[Start of Attachment]

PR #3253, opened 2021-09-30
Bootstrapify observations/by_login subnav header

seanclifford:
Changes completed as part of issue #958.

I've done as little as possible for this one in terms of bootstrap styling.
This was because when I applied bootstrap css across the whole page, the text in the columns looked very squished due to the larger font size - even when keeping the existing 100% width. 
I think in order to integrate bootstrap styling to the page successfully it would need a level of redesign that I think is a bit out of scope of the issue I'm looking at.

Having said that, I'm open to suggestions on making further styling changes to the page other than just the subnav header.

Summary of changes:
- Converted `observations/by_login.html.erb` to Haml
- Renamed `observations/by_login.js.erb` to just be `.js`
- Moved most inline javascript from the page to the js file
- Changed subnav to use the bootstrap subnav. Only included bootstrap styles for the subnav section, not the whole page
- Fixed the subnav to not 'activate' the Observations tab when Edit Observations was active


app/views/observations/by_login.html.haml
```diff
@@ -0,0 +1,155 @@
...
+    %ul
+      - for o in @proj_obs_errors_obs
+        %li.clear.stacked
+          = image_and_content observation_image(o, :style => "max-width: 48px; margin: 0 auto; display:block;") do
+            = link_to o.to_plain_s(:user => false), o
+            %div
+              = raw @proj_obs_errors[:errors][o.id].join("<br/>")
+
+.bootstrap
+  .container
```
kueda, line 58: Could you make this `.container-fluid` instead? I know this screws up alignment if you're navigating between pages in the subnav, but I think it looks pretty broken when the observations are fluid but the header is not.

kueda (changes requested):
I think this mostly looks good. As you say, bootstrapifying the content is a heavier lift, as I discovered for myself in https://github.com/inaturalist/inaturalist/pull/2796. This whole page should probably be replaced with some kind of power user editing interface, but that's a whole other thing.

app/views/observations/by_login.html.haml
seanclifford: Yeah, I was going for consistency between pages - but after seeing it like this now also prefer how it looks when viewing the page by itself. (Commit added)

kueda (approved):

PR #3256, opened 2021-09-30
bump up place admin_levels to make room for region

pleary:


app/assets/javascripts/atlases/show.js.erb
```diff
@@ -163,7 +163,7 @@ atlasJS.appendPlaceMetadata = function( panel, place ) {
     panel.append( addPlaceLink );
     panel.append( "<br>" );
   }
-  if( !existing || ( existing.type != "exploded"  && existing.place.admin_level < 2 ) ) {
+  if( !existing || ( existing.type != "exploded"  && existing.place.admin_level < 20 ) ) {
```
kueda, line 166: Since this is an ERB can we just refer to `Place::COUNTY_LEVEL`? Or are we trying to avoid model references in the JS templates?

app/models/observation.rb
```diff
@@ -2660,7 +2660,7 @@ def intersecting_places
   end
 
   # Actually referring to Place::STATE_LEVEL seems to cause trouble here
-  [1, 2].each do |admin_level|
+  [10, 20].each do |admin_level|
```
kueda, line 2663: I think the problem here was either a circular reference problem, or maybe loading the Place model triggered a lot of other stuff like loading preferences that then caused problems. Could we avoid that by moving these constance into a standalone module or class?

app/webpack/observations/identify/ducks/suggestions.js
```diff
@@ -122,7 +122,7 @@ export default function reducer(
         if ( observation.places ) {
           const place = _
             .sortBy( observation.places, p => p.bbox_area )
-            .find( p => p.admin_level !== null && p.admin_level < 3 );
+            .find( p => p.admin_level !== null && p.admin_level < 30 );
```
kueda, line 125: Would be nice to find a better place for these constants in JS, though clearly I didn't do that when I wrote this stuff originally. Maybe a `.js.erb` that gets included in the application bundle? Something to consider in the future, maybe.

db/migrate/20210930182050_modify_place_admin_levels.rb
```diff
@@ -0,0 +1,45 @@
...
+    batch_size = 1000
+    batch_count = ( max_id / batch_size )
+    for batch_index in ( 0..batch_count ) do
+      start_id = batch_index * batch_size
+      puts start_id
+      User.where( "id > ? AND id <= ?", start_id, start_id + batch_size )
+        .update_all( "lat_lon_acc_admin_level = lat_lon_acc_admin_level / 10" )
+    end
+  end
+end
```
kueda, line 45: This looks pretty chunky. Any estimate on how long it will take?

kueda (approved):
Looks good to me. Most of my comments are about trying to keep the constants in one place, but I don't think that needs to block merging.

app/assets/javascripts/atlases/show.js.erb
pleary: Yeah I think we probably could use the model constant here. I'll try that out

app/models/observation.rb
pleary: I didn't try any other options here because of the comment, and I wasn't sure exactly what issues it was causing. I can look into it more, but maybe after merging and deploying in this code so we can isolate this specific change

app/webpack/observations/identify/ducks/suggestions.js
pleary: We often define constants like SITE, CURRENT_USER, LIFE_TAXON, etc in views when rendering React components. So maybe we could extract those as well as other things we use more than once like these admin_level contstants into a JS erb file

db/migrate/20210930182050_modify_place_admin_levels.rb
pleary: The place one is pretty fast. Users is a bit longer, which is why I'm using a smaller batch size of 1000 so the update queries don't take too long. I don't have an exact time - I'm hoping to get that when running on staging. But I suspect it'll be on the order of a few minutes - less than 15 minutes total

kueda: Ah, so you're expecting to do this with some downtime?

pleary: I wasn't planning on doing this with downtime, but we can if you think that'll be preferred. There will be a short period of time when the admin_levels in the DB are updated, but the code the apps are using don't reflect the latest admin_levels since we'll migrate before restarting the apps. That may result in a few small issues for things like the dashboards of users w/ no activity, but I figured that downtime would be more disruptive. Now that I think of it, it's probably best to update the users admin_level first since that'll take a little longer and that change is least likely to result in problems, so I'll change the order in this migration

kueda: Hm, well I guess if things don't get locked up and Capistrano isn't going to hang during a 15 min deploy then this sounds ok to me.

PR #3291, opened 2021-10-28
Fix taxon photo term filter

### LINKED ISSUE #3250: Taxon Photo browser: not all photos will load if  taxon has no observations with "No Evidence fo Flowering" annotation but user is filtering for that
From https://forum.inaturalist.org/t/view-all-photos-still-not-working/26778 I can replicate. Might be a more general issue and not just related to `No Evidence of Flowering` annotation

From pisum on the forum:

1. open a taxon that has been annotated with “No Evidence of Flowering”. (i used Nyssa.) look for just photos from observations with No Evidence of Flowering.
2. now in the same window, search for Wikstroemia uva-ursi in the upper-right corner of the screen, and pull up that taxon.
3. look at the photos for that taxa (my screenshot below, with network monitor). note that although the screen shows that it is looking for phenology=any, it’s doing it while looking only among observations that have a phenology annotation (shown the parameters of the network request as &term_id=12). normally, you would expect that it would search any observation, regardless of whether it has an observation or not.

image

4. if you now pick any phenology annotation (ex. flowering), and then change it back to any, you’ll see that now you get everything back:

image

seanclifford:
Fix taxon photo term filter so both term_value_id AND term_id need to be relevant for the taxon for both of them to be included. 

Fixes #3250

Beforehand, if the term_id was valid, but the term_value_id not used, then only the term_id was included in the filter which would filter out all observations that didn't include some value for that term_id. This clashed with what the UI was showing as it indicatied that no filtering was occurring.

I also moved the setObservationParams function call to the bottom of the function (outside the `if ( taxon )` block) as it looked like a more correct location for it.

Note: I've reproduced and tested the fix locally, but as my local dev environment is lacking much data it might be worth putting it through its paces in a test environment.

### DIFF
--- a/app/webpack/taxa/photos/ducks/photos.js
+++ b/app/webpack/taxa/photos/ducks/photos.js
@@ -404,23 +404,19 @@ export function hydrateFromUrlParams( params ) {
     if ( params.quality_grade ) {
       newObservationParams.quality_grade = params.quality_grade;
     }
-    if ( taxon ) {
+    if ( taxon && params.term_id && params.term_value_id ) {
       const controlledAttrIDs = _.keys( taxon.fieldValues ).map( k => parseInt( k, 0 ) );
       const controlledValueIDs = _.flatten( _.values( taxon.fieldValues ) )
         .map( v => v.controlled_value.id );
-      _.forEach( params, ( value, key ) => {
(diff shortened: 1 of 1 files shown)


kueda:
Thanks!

[End of Attachment]

PROBLEM TO WORK ON =>
Give back every line of the listing where the word "function" shows up.

WRITTEN SOLUTION =>
@@ -163,7 +163,7 @@ atlasJS.appendPlaceMetadata = function( panel, place ) {
@@ -122,7 +122,7 @@ export default function reducer(
I also moved the setObservationParams function call to the bottom of the function (outside the `if ( taxon )` block) as it looked like a more correct location for it.
@@ -404,23 +404,19 @@ export function hydrateFromUrlParams( params ) {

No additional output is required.